Each of the balance sheets fairly presents the financial position of the
Seller, and the other related statements included therein fairly present the
results of operations and the changes in financial position of the Seller for
the respective periods.

      (e)  Except as set forth in Schedule 5 attached, since August 31, 2005,
the Seller has not suffered any adverse changes in its business, operations or
financial condition which are material to the Seller or entered into any
transaction, or conducted its business or operations, other than in the
ordinary and usual course of business and consistent with past practice.

      (f)  Except as and to the extent set forth in Schedule 6 attached, the
Seller did not have at August 31, 2005, any liabilities not reflected on a
balance sheet of the Seller.  Except as and to the extent set forth in such
Schedule, since August 31, 2005, the Seller has not incurred any liabilities
material to the business, operations or financial condition of the Seller,
except liabilities incurred in the ordinary and usual course of business and
consistent with past practice and liabilities incurred in connection with this
Agreement.

      (g)  Except as set forth in Schedule 7 attached, to the best of Seller
knowledge, the Seller is not in default or violation (and no event has
occurred which with notice or the lapse of time or both would constitute a
default or violation) of any term, condition or provision of (i) its Articles
of Incorporation or its Bylaws, (ii) any note, bond, mortgage, indenture,
license, contract, agreement or other instrument or obligation to which the
Seller is a party or by which they or any of their properties or assets may be
bound or (iii) any order, writ, injunction, decree, statute, rule or
regulation applicable to the Seller, which defaults or violations would, in
the aggregate, have a material adverse effect on the business, operations or
financial condition of the Seller or which would prevent or delay the
consummation of the transactions contemplated hereby.

      (h)  Except as disclosed in Schedule 8 attached, there is no action,
suit, proceeding, review or, to the best knowledge of the Seller,
investigation pending or, to the best knowledge of the Seller, threatened
involving the Seller, at law or in equity, or before any Governmental Entity
which in the aggregate are reasonably likely to have a material adverse effect
on the business, operations or financial condition of the Seller.

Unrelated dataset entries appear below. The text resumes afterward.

Issue #1625, opened 2018-09-24
Hide early parking when no area, show parking areas earlier


nvkelso:
```
            hide-until-z18-no-area:
                filter:
                    $zoom: { max: 18 }
                    area: false
                    kind: [bench, parking, waste_basket]
                draw:
                    mapzen_icon_library:
                        visible: false
```

nvkelso:
**Bench** and **waste_basket** are already `min_zoom` 18.

**Parking**:

- node, zoom 18: https://www.openstreetmap.org/node/1706619902#map=19/37.77619/-122.44515
- way huge, zoom 15: https://www.openstreetmap.org/way/32928608#map=15/37.7293/-122.4853
- way medium, zoom 16: https://www.openstreetmap.org/way/162093420#map=16/37.7286/-122.4760
- way small, zoom 17: https://www.openstreetmap.org/way/506510951#map=17/37.73077/-122.48156

nvkelso:
Related to https://github.com/tilezen/vector-datasource/pull/1727/files.

nvkelso:
QA verified.

PR #1760, opened 2018-12-28
Estimate capacity for parking lots and garages.

zerebubuth:
If the feature provides a `capacity` tag, then use that as long as it's a valid integer (some aren't, such as `capacity=limited`). If that doesn't work, try to estimate the number of spaces from the area and, where possible, the number of levels. From fitting the area to features with a capacity, it looks like 46 square Mercator "meters" isn't too far off a reasonable value per parking space.

Once we've estimated the capacity, use that to figure out what the min zoom should be.

Connects to #1625.

### DIFF
--- a/data/functions.sql
+++ b/data/functions.sql
@@ -1051,3 +1051,31 @@ BEGIN
   RETURN 17;
 END;
 $$ LANGUAGE plpgsql IMMUTABLE;
+
+-- return the capacity of a parking lot, or estimate it from the area and building levels.
+CREATE OR REPLACE FUNCTION tz_estimate_parking_capacity(capacity TEXT, parking TEXT, levels TEXT, way_area REAL)
+RETURNS INTEGER AS $$
+DECLARE
+  levels_int INTEGER;
+  spaces_per_level INTEGER;
+BEGIN
+  -- if the capacity is set, then use that.
+  IF capacity ~ '^[0-9]+$' THEN
+    RETURN capacity::integer;
+  END IF;
+  -- otherwise, try to use the information we have to guess the capacity
+  spaces_per_level := (way_area / 46.0)::integer;
+  levels_int := CASE
+    WHEN levels ~ '^[0-9]+$' THEN levels::integer
+    WHEN parking = 'multi-storey' THEN 2
+    ELSE 1
+  END;
+  -- if we get a silly answer, don't set that - just return NULL to indicate
+  -- that we're unsure.
+  IF levels_int * spaces_per_level > 0 THEN
+    RETURN levels_int * spaces_per_level;
+  ELSE
+    RETURN NULL;
+  END IF;
+END;
+$$ LANGUAGE plpgsql IMMUTABLE;
--- a/yaml/pois.yaml
+++ b/yaml/pois.yaml
@@ -956,12 +956,6 @@ filters:
           - [ 16,  100 ]
           - [ 17,   10 ]
         default: 18
-
-
- - [ 15, 1000 ]    # was 350
-           - [ 16,   200 ]    # was 130
-           - [ 17,      45 ]    # no change, seems fine
-
     output:
       <<: *output_properties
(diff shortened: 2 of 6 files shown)


data/functions.sql
```diff
@@ -1051,3 +1051,31 @@ BEGIN
   RETURN 17;
 END;
 $$ LANGUAGE plpgsql IMMUTABLE;
+
+-- return the capacity of a parking lot, or estimate it from the area and building levels.
+CREATE OR REPLACE FUNCTION tz_estimate_parking_capacity(capacity TEXT, parking TEXT, levels TEXT, way_area REAL)
```
nvkelso: This is smart!

data/functions.sql
```diff
@@ -1051,3 +1051,31 @@ BEGIN
...
+DECLARE
+  levels_int INTEGER;
+  spaces_per_level INTEGER;
+BEGIN
+  -- if the capacity is set, then use that.
+  IF capacity ~ '^[0-9]+$' THEN
+    RETURN capacity::integer;
+  END IF;
+  -- otherwise, try to use the information we have to guess the capacity
+  spaces_per_level := (way_area / 46.0)::integer;
```
nvkelso: Just for sanity check:
https://ag.tennessee.edu/cpa/Information%20Sheets/CPA%20222.pdf

1 acre = 4046 sq meters; 

> If a field that is 180 feet by 242 feet (approximately 1 acre) is designed with six rows of parking spaces with each parking space being approximately 10 feet by 18 feet and the traffic lanes are 24 feet wide, approximately 150 spaces can be designed. 

So that's 4046 sq meters / 150 spaces = 27 sq meters per space for a parking garage type situation. 

> Many fields used for parking are not flat, not perfectly square and do not accommodate lined parking spaces. Accounting for these and other imperfections in farm fields that are often used for customer parking, many on-farm marketers often estimate that they can park between 80 and 100 automobiles per acre. 

So that's 4046 sq meters / 89 spaces = 45 sq meters per space for bigger surface parking lot situation.

nvkelso: So if it's a parking garage can fit up to 2x as many cars as surface lot (even more if at diagonal, which is rare), all things considered. 

But the point is just to scale it based on something, and this is a reasonable :)

yaml/pois.yaml
```diff
@@ -946,7 +946,15 @@ filters:
   ############################################################
   # parking
   - filter: {amenity: parking}
-    min_zoom: 17
+    min_zoom:
+      lookup:
+        key:  { call: { func: tz_estimate_parking_capacity, args: [ { col: capacity }, { col: 'parking' }, { col: 'building:levels' }, { col: 'way_area' } ] } }
+        op: '>='
+        table:
+          - [ 15, 350 ]
```
nvkelso: Perhaps this should be even bigger now that we have the capacity measurements?

```
           - [ 15, 1000 ]    # was 350
           - [ 16,   200 ]    # was 130
           - [ 17,      45 ]    # no change, seems fine
```

Looking at Disneyland in California:
17/33.80043/-117.91088

image

There are also some absurdly large parking garages (maybe OSM tagging issues?) in Los Vegas on the Strip:
15/36.1038/-115.1634

But I think still zoom 15 is good first zoom for those (and likely client side don't show the name).

image

nvkelso: The parking garages in Los Vegas are tagged correctly, our building logic just isn't exporting parking_garage as the kind_detail correctly.

data/functions.sql
zerebubuth: Yup, there's a wide range in the existing data. At the moment, the capacity estimate probably has some pretty large error bars. We can fix it so that `parking != surface` implies 27 square meters instead of 45, but we should also include a projection correction. Because `way_area` is in square Mercator meters, parking lots will seem higher capacity at higher latitudes. Follow-up in #1768.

      (i)  Except as set forth in Schedule 9 attached, no claim is pending or,
to the knowledge of the Seller, threatened to the effect that the present or
past operations of the Seller infringes upon or conflicts with the rights of
others with respect to any intellectual property (including, without
limitation, patents, patent rights, patent applications, trademarks, trademark
applications, trade names, copyrights, drawings, trade secrets, know-how and
computer software) necessary to permit the Seller to conduct its business as
now operated (the "Intellectual Property") and no claim is pending or
threatened to the effect that any of the Intellectual Property is invalid or
unenforceable.  No contract, agreement or understanding with any party exists
which would impede or prevent the continued use by the Seller of the entire
right, title and interest of the Seller in and to the Intellectual Property.

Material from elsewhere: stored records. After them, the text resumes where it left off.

Issue #1624, opened 2018-09-24
Hide early bike parking, car sharing


nvkelso:
```
            hide-until-z19-any:
                filter:
                    $zoom: { max: 19 }
                    kind: [bicycle_parking, burial_vault, car_sharing]
                draw:
                    mapzen_icon_library:
                        visible: false
```

nvkelso:
- **car_sharing**
    https://www.openstreetmap.org/node/1409407263

nvkelso:
QA verified.

PR #1761, opened 2018-12-28
Hide bicycle parking and car sharing POIs until z19.

zerebubuth:
Connects to #1624.

### DIFF
--- a/yaml/pois.yaml
+++ b/yaml/pois.yaml
@@ -1637,7 +1637,7 @@ filters:
     output:
       <<: *output_properties
       kind: car_sharing
-- filter:
+  - filter:
       barrier: [block, bollard, cattle_grid]
     min_zoom: 16
     output:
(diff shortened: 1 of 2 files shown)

6.    REPRESENTATIONS AND WARRANTIES OF PURCHASER.

Purchaser hereby represents and warrants to Seller as follows:

      (a)  Organization and Good Standing. Purchaser is a corporation duly
organized, validly existing and in good standing under the laws of the State
of California.

      (b)  Purchaser has the corporate power and authority and all licenses
and permits required by governmental authorities to execute, deliver and
perform this Agreement.  This Agreement has been duly authorized, executed and
delivered by Purchaser and is the legal, valid and binding obligation of it,
enforceable in accordance with its terms except that (i) enforceability may be
limited by bankruptcy, insolvency, or other similar laws affecting creditors'
rights and (ii) the availability of equitable remedies may be limited by
equitable principles of general applicability.

      (c)  Purchaser and/or DLGI will provide a minimum of $1,000,000 in
funding for the business of GPS tracking services over a period of one (1)
year following the Closing.

      (d)  Neither the execution and delivery of this Agreement by the
Purchaser nor the consummation by the Purchaser of the transactions
contemplated hereby nor compliance by the Purchaser with any of the provisions
hereof will (i) conflict with or result in any breach of any provision of the
Articles of Incorporation or Bylaws of the Purchaser, (ii) result in a
violation or breach of, or constitute (with or without due notice or lapse of
time or both) a default (or give rise to any right of termination,
cancellation or acceleration) under, any of the terms, conditions or
provisions of any note, bond, mortgage, indenture, license, contract,
agreement or other instrument or obligation to which the Purchaser is a party
or by which any of them or any of their properties or assets may be bound or
(iii) violate any order, writ, injunction, decree, statute, treaty, rule or
regulation applicable to the Purchaser or any of their properties or assets,
except in the case of (ii) or (iii) for violations, breaches or defaults which
are not in the aggregate material to the business, operations or financial
condition of the Purchaser and which will not prevent or delay the
consummation of the transactions contemplated hereby.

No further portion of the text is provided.